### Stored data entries
════════════════════
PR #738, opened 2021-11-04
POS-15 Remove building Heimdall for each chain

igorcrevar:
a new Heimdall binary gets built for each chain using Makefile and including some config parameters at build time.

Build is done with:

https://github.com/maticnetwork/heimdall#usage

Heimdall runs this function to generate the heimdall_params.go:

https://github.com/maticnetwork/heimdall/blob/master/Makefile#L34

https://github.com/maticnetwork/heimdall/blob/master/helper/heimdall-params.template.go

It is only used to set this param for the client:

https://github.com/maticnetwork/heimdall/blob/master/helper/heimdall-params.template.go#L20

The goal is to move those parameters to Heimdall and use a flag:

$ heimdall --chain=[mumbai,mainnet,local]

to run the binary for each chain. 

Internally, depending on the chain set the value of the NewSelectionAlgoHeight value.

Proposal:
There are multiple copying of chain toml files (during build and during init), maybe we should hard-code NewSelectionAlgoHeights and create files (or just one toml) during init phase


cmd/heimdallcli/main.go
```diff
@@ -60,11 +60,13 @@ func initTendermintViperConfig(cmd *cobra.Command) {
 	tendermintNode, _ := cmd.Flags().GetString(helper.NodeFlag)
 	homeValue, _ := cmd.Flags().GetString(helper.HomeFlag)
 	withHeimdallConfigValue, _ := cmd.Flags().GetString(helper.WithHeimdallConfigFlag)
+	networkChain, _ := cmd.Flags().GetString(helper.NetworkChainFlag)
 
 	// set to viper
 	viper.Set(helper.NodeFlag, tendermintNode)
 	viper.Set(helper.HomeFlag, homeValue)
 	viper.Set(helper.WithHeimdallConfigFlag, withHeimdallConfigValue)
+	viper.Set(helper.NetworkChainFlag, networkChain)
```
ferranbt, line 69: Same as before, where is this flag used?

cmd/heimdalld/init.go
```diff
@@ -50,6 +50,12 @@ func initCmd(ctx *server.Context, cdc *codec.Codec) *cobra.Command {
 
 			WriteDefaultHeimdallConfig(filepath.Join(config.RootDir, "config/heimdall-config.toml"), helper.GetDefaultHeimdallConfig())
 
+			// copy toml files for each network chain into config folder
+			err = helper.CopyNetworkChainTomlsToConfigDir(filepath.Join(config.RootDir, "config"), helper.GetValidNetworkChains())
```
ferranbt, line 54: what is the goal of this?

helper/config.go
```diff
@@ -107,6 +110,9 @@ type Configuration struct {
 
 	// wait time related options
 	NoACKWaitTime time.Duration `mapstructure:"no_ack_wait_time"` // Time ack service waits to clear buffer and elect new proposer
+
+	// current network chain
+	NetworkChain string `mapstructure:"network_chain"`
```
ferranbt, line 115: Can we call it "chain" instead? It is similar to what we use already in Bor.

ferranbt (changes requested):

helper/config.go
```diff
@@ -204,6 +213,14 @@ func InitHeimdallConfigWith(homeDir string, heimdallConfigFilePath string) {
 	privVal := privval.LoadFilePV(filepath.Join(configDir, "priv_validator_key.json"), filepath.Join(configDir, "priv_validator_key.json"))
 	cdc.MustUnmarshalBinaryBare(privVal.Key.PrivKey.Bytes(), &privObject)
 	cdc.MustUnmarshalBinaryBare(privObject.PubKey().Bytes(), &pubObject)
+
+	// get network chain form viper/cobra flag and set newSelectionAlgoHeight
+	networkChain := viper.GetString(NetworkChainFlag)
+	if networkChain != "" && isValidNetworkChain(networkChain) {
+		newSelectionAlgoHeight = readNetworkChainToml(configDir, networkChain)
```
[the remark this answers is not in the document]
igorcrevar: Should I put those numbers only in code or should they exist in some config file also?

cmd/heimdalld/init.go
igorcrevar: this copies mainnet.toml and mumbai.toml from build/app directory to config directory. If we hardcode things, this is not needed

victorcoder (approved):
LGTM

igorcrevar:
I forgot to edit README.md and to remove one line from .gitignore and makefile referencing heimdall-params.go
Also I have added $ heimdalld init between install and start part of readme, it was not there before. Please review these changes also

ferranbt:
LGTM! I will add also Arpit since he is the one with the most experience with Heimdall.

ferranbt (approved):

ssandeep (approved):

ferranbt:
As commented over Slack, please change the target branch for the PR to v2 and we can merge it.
════════════════════
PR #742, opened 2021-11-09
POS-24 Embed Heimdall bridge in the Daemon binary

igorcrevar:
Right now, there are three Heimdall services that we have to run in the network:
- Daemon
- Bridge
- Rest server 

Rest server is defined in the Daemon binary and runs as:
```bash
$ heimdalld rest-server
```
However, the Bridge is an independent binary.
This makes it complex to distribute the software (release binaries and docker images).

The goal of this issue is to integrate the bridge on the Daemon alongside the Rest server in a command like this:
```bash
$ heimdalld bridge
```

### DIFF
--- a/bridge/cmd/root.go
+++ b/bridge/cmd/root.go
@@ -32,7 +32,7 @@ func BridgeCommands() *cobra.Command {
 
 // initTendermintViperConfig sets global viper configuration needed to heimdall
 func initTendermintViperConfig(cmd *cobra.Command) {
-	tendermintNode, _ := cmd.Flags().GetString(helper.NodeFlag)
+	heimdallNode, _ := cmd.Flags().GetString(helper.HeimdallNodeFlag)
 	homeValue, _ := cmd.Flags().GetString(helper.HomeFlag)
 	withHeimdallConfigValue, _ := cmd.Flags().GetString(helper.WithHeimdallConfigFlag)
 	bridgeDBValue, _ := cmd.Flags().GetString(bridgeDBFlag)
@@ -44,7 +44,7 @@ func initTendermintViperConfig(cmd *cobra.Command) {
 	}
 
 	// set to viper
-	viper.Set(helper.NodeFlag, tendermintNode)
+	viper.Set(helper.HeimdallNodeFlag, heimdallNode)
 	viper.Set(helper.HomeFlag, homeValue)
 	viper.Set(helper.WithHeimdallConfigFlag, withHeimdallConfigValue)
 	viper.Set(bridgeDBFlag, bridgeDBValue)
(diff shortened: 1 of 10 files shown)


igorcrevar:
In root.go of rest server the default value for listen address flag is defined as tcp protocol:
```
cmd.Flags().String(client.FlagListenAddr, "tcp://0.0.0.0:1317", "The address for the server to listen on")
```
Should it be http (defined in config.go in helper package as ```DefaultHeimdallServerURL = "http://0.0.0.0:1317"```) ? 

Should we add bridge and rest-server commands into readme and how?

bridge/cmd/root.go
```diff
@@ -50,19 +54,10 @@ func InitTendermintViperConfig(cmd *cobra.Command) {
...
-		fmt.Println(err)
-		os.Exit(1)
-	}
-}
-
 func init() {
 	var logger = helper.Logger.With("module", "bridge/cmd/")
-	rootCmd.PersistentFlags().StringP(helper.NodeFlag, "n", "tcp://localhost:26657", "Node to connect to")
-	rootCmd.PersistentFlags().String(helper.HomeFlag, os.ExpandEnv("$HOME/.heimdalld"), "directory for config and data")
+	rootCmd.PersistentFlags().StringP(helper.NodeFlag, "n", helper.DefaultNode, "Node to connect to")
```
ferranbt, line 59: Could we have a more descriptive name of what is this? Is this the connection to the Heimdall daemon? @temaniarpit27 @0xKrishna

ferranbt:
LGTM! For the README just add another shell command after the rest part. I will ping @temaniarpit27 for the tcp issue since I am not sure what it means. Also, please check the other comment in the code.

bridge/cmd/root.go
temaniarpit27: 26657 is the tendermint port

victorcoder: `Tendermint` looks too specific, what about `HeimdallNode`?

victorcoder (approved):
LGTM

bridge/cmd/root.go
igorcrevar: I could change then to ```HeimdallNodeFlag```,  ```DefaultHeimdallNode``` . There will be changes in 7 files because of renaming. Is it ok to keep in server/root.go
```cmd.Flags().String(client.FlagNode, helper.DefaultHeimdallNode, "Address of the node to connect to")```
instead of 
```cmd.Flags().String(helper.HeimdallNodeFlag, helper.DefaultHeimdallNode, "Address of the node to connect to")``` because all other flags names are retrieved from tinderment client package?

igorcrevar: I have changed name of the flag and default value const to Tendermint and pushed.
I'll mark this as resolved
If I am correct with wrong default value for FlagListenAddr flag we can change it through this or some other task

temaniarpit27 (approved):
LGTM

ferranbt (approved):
════════════════════
### Required work
Every line above that holds "template" should be copied out.

### Response box
https://github.com/maticnetwork/heimdall/blob/master/helper/heimdall-params.template.go
https://github.com/maticnetwork/heimdall/blob/master/helper/heimdall-params.template.go#L20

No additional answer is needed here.